=== Provided data ===

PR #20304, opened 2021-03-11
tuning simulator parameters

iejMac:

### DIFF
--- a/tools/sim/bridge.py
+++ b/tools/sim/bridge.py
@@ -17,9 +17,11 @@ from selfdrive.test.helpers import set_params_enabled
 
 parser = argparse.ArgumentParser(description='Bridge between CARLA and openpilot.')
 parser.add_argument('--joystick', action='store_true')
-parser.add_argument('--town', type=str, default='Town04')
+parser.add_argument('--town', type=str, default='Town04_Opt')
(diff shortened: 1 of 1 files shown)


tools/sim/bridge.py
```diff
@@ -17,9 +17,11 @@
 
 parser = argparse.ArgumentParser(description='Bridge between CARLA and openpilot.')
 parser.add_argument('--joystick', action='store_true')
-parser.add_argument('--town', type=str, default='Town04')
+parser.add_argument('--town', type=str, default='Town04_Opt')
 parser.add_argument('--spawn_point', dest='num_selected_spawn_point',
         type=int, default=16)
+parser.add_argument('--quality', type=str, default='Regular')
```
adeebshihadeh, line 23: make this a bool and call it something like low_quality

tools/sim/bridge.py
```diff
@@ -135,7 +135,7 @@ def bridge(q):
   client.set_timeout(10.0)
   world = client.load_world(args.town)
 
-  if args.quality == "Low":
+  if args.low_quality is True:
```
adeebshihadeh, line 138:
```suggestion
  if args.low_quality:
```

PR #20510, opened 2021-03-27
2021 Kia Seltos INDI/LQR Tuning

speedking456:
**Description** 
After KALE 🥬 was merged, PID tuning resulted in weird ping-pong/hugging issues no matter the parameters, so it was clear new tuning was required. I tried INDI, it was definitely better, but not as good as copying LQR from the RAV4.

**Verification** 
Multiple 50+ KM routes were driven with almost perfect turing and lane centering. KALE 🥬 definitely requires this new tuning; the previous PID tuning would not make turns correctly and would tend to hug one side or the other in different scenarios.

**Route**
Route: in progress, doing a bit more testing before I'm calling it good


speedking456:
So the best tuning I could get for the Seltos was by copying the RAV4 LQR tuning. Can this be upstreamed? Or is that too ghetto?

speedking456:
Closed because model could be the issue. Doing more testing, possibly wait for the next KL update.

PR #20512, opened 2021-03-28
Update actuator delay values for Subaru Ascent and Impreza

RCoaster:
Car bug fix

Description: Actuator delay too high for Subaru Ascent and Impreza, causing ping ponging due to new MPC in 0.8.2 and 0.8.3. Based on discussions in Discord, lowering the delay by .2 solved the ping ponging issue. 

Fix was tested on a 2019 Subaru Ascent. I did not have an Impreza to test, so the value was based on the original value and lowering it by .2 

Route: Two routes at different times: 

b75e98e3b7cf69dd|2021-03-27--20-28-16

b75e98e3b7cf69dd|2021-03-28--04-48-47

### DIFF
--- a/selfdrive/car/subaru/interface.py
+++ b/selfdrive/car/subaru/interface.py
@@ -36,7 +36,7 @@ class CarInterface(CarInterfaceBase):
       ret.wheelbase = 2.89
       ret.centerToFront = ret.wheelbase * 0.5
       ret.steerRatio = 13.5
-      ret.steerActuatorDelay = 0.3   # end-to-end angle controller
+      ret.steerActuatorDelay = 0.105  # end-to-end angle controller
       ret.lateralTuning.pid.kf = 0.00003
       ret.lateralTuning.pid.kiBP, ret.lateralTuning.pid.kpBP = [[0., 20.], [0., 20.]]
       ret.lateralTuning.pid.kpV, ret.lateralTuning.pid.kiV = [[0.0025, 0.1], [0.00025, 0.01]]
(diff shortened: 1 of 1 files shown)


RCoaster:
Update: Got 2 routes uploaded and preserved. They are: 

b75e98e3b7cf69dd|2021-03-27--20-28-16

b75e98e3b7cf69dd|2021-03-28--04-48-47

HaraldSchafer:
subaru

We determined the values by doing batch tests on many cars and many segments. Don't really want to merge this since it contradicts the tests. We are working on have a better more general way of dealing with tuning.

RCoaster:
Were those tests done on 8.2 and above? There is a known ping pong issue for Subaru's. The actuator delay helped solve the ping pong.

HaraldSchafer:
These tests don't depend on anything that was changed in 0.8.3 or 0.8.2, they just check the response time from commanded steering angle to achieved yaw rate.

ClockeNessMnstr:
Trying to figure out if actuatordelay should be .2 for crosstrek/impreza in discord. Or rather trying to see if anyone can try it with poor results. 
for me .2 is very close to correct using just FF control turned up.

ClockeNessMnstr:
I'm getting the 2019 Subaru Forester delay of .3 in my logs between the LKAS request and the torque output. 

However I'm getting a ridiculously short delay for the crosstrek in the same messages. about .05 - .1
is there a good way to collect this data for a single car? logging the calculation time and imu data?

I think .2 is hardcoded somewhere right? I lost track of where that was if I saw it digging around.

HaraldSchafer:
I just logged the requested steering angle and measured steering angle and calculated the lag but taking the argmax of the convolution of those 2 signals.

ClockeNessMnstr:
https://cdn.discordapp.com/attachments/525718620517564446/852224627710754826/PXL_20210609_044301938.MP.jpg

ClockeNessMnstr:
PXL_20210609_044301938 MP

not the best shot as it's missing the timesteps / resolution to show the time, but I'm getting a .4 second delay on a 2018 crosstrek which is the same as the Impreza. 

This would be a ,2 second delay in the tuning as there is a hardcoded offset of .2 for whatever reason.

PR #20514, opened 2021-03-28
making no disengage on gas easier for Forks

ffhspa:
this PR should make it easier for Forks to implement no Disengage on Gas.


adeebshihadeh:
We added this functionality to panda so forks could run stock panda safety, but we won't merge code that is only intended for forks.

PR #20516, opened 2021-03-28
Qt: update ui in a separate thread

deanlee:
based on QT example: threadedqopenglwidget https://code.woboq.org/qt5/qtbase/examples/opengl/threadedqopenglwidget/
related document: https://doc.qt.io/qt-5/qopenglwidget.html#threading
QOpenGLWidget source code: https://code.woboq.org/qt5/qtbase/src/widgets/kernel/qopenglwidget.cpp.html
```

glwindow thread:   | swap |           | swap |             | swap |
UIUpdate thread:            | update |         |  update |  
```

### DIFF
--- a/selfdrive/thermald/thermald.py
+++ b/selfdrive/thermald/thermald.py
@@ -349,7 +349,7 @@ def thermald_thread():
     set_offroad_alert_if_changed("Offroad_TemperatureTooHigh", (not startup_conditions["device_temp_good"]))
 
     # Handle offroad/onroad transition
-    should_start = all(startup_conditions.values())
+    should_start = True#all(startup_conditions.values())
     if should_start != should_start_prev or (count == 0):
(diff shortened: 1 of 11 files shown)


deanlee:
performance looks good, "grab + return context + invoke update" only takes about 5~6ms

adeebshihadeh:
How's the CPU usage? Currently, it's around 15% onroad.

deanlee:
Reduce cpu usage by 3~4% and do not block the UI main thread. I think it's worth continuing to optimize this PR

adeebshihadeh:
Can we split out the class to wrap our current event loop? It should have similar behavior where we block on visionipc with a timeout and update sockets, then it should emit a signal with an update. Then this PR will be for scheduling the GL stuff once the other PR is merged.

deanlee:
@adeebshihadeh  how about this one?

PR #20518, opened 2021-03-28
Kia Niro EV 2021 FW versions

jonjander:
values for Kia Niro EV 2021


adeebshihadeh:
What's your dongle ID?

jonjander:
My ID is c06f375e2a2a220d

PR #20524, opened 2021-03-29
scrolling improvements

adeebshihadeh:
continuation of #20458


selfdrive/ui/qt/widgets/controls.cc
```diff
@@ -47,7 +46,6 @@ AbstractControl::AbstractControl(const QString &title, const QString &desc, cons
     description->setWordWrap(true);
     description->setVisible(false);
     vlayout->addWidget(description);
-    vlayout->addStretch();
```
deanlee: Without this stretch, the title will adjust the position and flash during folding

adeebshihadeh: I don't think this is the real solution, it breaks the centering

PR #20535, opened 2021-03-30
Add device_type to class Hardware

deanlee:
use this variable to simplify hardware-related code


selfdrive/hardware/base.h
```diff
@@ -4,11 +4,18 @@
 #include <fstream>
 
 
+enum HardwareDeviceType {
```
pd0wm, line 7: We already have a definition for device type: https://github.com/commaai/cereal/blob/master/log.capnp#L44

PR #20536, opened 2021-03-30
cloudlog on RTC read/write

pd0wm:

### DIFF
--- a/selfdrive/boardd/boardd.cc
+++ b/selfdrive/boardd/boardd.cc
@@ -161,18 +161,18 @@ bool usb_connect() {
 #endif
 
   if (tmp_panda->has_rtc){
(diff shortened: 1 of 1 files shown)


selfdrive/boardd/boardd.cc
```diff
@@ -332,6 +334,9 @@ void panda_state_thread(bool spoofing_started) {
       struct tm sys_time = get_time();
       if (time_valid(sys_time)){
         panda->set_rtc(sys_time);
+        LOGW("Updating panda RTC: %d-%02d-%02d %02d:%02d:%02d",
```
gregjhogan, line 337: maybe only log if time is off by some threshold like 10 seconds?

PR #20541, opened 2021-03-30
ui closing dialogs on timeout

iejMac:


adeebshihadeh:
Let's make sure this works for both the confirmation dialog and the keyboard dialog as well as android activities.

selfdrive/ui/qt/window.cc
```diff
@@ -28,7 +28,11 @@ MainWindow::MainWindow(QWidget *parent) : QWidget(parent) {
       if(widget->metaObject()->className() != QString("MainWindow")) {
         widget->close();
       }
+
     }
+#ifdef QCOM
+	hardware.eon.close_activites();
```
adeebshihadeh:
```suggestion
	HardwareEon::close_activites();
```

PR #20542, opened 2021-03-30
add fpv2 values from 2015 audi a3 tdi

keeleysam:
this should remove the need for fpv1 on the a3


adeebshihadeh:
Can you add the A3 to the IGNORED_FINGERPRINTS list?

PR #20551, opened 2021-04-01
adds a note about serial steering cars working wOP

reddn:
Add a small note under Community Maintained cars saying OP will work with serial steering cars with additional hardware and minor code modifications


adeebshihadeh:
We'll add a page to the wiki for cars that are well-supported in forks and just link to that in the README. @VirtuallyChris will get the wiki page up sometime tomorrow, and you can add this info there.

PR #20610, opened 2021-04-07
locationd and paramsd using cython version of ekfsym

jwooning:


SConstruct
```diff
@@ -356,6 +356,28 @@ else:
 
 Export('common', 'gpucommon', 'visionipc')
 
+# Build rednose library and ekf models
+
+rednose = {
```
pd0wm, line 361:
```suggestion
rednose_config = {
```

===

• Description of the task: For the records above, how many lines contain the word "serial"? Reply with the number only.

• Response to the task: 2